To say that The Planets is a dense text would be to do it a
disservice. It almost seems to possess a texture all its own, more akin to
reading braille than the printed word. There is a temptation to use the word
‘viscous’, but braille is more appropriate. Lurking beneath the stickiness are
subterranean meanings which won’t give themselves up lightly.
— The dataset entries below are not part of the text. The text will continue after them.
PR #696, opened 2024-07-17
LLT-5349: Make docker port mapping optional

mathiaspeters:
### Problem
Port mapping doesn't work in CI. Either we specify both host and container port and get collisions, or we just specify container port and our test VMs become inaccessible. Until we can figure out the root cause, it would be good to skip port mapping in CI

### Solution
If the CI flag is set, do a simple find-and-replace in the compose file and remote the mapped port. Also cleaned up the code here around which ports are being used

- [x] README.md is updated


nat-lab/tests/utils/connection/ssh_connection.py
```diff
@@ -32,9 +31,5 @@ async def get_ip_address(self) -> tuple[str, str]:
         ip = self._connection._host  # pylint: disable=protected-access
         return (ip, ip)
 
-    async def mapped_ports(self) -> tuple[str, str]:
```
mathiaspeters, line 35: This can be removed since it's now the same as the default implementation in `connection.py`

nat-lab/docker-compose.yml
```diff
@@ -71,8 +71,7 @@ services:
     networks:
       cone-net-01:
         ipv4_address: 192.168.101.104
-    ports:
-      - "58001:58001"
+    ports: ["58001"]
```
packgron, line 74: Maybe add some comment warning that this part is modified by python, and link to the place

nat-lab/natlab.py
```diff
@@ -41,6 +41,14 @@ def start():
             "LIBTELIO_ENV_NAT_LAB_DEPS_TAG": LIBTELIO_ENV_NAT_LAB_DEPS_TAG,
         },
     )
+
+    if "GITLAB_CI" in os.environ:
+        with open("docker-compose.yml", "r", encoding="utf-8") as file:
+            filedata = file.read()
+        filedata = filedata.replace('ports: ["58001"]', "ports: []")
```
packgron, line 48: Would be nice if you add some check for 'ports: ["58001"]' to catch any modifications to it, and fail it nat-lab run with a meesage

nat-lab/tests/utils/connection/docker_connection.py
```diff
@@ -39,9 +39,7 @@ async def mapped_ports(self) -> tuple[str, str]:
         details = await self._container.show()
         ports = details["NetworkSettings"]["Ports"]
```
packgron, line 40: Don't entirely understand how is pyro port determined now

Jauler: pyro selects the port given by the OS, and then it is printed in [stdout](https://github.com/NordSecurity/libtelio/blob/main/nat-lab/tests/uniffi/libtelio_remote.py#L193), and later collected by the other pytest code

nat-lab/natlab.py
mathiaspeters: I added a check with a `RuntimeError` in case the port mapping is not there

nat-lab/docker-compose.yml
mathiaspeters: Done

nat-lab/tests/utils/connection/docker_connection.py
mathiaspeters: I added a comment about this here: https://github.com/NordSecurity/libtelio/pull/696/files#diff-f1122f50402db2f1613c75eb1db5aed7bc4c9ed907b99f1bf4e5010345bfe6cdR629

packgron (approved):
+1.0

packgron (approved):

Kafka is a point of reference. The text includes visits to a
Buenos Aires synagogue as Chejfec acknowledges a semetic tradition. It might be
unPC to categorise literature according to race, but the influence of the Torah
and the interpretative science it demands would appear to have influenced
Jewish writers (and filmmakers, cf Aranofsky’s Pi) through the ages. The
reading/writing of a book is a quest to discern hidden meaning, a quest shared
by reader and author alike.
Chejfecs narrative, in so far as it can be pinned down,
deals with the unnamed narrator’s friendship with “M” (another Kafkaesque
touch). M vanishes one day from the Buenos Aires streets. The narrator assumes
he has been murdered and also tortured. In spite of the narrator’s assertion
that M had no political involvement, he appears to be another victim of
Argentina’s dirty war against its own people. However, the novel seems less
concerned with the political aspects of M’s fate than the metaphysical
implications. In the narrator’s hands, the book becomes an evaluation of loss,
and therefore history. (For what is history in the end, except the accumulation
of endless loss?)
The book consists of seven chapters, with each chapter a
diversion containing its own diversions. Random stories are included, told by
half-formed characters who we never really get to know, such as M’s father. The
net effect is a gradual overwhelming, or seduction, of the reader. The absence
of a coherent narrative is compensated for by the reader’s vertiginous journey
into the mystery of Chejfec’s prose, a mystery which appears to be constantly
revealing itself without ever letting the reader know what exactly is going on.
The remarkable thing about Chejfec’s book is that, despite
choosing to veer so radically from the classical Western narrative model, it
proves to be such a delirious reading experience. The Planets succeeds in being
both an engrossing text, as well as one that challenges received notions of how
the novel can, or should, communicate with its reader.